PR #1867, opened 2023-01-11
[ui] node time computation and chunks count in node editor header

Garoli:
## Description
Improvement of computation information in node editor header

## Features list
[X] update computation time every 2.5 seconds in header
[X] computation time when error occurs 
[X] chunk computed counter in node editor header

## Implementation remarks
The previous label text logic is moved to the nodeChanged signal because the logic is overwritten by the timer when setting the text time. 
I don't know if 2.5 seconds is the best choice, feel free to give other refresh timing ideas.

### DIFF
--- a/meshroom/core/node.py
+++ b/meshroom/core/node.py
@@ -411,11 +411,12 @@ class NodeChunk(BaseObject):
         try:
             self.node.nodeDesc.processChunk(self)
         except Exception as e:
+            self._status.elapsedTime = time.time() - startTime
             if self._status.status != Status.STOPPED:
-                self._status.elapsedTime = time.time() - startTime
                 self.upgradeStatusTo(Status.ERROR)
             raise
         except (KeyboardInterrupt, SystemError, GeneratorExit) as e:
+            self._status.elapsedTime = time.time() - startTime
             self.upgradeStatusTo(Status.STOPPED)
             raise
         finally:
@@ -806,6 +807,14 @@ class BaseNode(BaseObject):
             shutil.rmtree(self.internalFolder)
             self.updateStatusFromCache()
 
+    @Slot(result=str)
+    def getStartDateTime(self):
+        """ Return the date (str) of the first running chunk """
+        if not self.isAlreadySubmittedOrFinished() or len(self._chunks) == 0:
+            return ""
+        dateTime = [chunk._status.startDateTime for chunk in self._chunks if chunk._status.startDateTime != ""]
+        return min(dateTime) if len(dateTime) != 0 else ""
+
     def isAlreadySubmitted(self):
         for chunk in self._chunks:
             if chunk.isAlreadySubmitted():
@@ -828,13 +837,10 @@ class BaseNode(BaseObject):
                 return True
         return False
 
-    @Slot(result=str)
-    def getFirstChunkRunning(self):
-        """ Return the date (str) of the first running chunk """
-        if not self.isAlreadySubmittedOrFinished() or len(self._chunks) == 0:
-            return ""
-        dateTime = [chunk._status.startDateTime for chunk in self._chunks if chunk._status.startDateTime != ""]
-        return min(dateTime) if len(dateTime) != 0 else ""
+    @Slot(result=bool)
+    def isRunning(self):
+        """ Return True if at least one chunk of this Node is running, False otherwise. """
+        return any(chunk.isRunning() for chunk in self._chunks)
 
     @Slot(result=bool)
     def isFinishedOrRunning(self):
--- a/meshroom/core/node.py
+++ b/meshroom/core/node.py
@@ -412,6 +412,7 @@ class NodeChunk(BaseObject):
             self.node.nodeDesc.processChunk(self)
         except Exception as e:
             if self._status.status != Status.STOPPED:
+                self._status.elapsedTime = time.time() - startTime
                 self.upgradeStatusTo(Status.ERROR)
             raise
         except (KeyboardInterrupt, SystemError, GeneratorExit) as e:
--- a/meshroom/core/node.py
+++ b/meshroom/core/node.py
@@ -404,6 +404,7 @@ class NodeChunk(BaseObject):
         global runningProcesses
         runningProcesses[self.name] = self
         self._status.initStartCompute()
+        exceptionStatus = None
         startTime = time.time()
         self.upgradeStatusTo(Status.RUNNING)
         self.statThread = stats.StatisticsThread(self)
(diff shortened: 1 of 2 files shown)


meshroom/core/node.py
```diff
@@ -750,6 +750,14 @@ def isSubmittedOrRunning(self):
                 return True
         return False
 
+    @Slot(result=str)
+    def getFirstChunkRunning(self):
```
fabiencastan, line 755: node.getFirstChunkRunning() => the name seems to indicate that it will return a chunk
Could be replaced by:
node.getStartDateTime() => the notion of chunk is not mentioned, but we can consider it an implementation detail

meshroom/ui/qml/GraphEditor/NodeEditor.qml
```diff
@@ -17,30 +17,42 @@ Panel {
...
 
     signal attributeDoubleClicked(var mouse, var attribute)
     signal upgradeRequest()
 
     title: "Node" + (node !== null ? " - <b>" + node.label + "</b>" : "")
     icon: MaterialLabel { text: MaterialIcons.tune }
 
+    onNodeChanged: {
+        nodeStartDateTime=""
+        if(node !== null && node.isSubmittedOrRunning()){
```
fabiencastan, line 30: only when running (submitted has no impact here)

meshroom/ui/qml/GraphEditor/NodeEditor.qml
```diff
@@ -17,30 +17,42 @@ Panel {
...
+            timer.start()
+        }
+        else if (node !== null && node.isFinishedOrRunning()) {
+            computationInfo.text = Format.getTimeStr(node.elapsedTime)
```
fabiencastan, line 34: Seems to be the right thing to do here.
But I'm not sure if elapsedTime is correctly updated when the node is running for now.

meshroom/ui/qml/GraphEditor/NodeEditor.qml
```diff
@@ -17,30 +17,42 @@ Panel {
...
-                        return "Running for: " + Format.getTimeStr(node.elapsedTime)
-                    } else {
-                        return (node.chunks.count > 1) ? "First chunk running" : "Node running"
+            id : computationInfo
+            Timer{
+                id:timer
+                interval: 2500
+                triggeredOnStart: true
+                repeat: true
+                running: node !== null && node.isSubmittedOrRunning()
```
fabiencastan, line 49: node.isRunning()

meshroom/ui/qml/GraphEditor/NodeEditor.qml
```diff
@@ -118,7 +130,10 @@ Panel {
                 MenuItem {
                     enabled: root.node !== null
                     text: "Clear Pending Status"
-                    onClicked: node.clearSubmittedChunks()
+                    onClicked: {
+                        node.clearSubmittedChunks()
+                        timer.stop()
```
fabiencastan, line 146: the change of "running" status should already stop it

meshroom/ui/qml/GraphEditor/NodeEditor.qml
```diff
@@ -50,9 +50,20 @@ Panel {
...
                     parent.text=Format.getTimeStr((now-nodeStartDateTime)/1000)
+
+                    var chunkCompletion=0
+                    if( node.chunks.count>1){
+                        for (var i = 0; i < node.chunks.count; i++) {
+                            if(node.chunks.at(i).statusName == "SUCCESS"){
+                                chunkCompletion++
+                            }
+                        }
+                        parent.text+= " | "+ chunkCompletion + "/" + node.chunks.count + " chunks"
```
fabiencastan, line 64: avoid +=
Setup an intermediate variable with the "chunk completion" string that is always added but can be empty.

meshroom/core/node.py
```diff
@@ -411,6 +411,7 @@ def process(self, forceCompute=False):
             self.node.nodeDesc.processChunk(self)
         except Exception as e:
             if self._status.status != Status.STOPPED:
+                self._status.elapsedTime = time.time() - startTime
```
fabiencastan, line 414: move out of the if statement
and add also in the other except

fabiencastan (changes requested):
need some modifications

meshroom/core/node.py
```diff
@@ -728,6 +730,14 @@ def clearData(self):
             shutil.rmtree(self.internalFolder)
             self.updateStatusFromCache()
 
+    @Slot(result=str)
+    def getStartDateTime(self):
+        """ Return the date (str) of the first running chunk """
+        if not self.isAlreadySubmittedOrFinished() or len(self._chunks) == 0:
```
fabiencastan, line 736: Submitted has no start time.
Status that can have a start time:
``` 
 43 class Status(Enum):
  44     """
  45     """
  46     NONE = 0 => no
  47     SUBMITTED => no
  48     RUNNING => yes
  49     ERROR => yes
  50     STOPPED => yes
  51     KILLED => yes
  52     SUCCESS => yes
```

fabiencastan: Maybe remove the status check on the node itself and add it on the loop over chunks.

meshroom/core/node.py
```diff
@@ -728,6 +730,14 @@ def clearData(self):
...
+            return ""
+        dateTime = [chunk._status.startDateTime for chunk in self._chunks if chunk._status.startDateTime != ""]
```
fabiencastan, line 738: Something like:
```suggestion
        dateTime = [chunk._status.startDateTime for chunk in self._chunks if chunk._status.status not in (Status.NONE, Status.SUBMITTED) and chunk._status.startDateTime != ""]
```

meshroom/core/node.py
```diff
@@ -728,6 +730,14 @@ def clearData(self):
             shutil.rmtree(self.internalFolder)
             self.updateStatusFromCache()
 
+    @Slot(result=str)
+    def getStartDateTime(self):
+        """ Return the date (str) of the first running chunk """
+        if not self.isAlreadySubmittedOrFinished() or len(self._chunks) == 0:
+            return ""
```
fabiencastan, line 737: len(dateTime) already checked at the end
```suggestion
```

fabiencastan (dismissed):
If we change the selected node and the status is the same, the information is not updated (and we display the timing info of another node).

cbentejac (changes requested):
If you select a node, start its computations, and wait without unselecting it, the timer never stops if the status is updated to `ERROR`: the displayed computation time keeps on increasing as the timer keeps on being triggered.
If you unselect the node, the timer is immediately stopped, and if you reselect it, the displayed computation time is correct.

I don't know where it happens, but it seems like the `globalStatusChanged` signal is not emitted when the node's status changes to `ERROR`.

On another note, since we compute the elapsedTime when we stop the computations (cf the `except` clauses in node.py), couldn't we display it in that case as well? (it is an open question)

fabiencastan (approved):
※ ※ ※
- **PROBLEM STATEMENT**
If a line in the data above holds the string "signal", report that line.

- **ANSWER TO THE PROBLEM**
The previous label text logic is moved to the nodeChanged signal because the logic is overwritten by the timer when setting the text time. 
     signal attributeDoubleClicked(var mouse, var attribute)
     signal upgradeRequest()
I don't know where it happens, but it seems like the `globalStatusChanged` signal is not emitted when the node's status changes to `ERROR`.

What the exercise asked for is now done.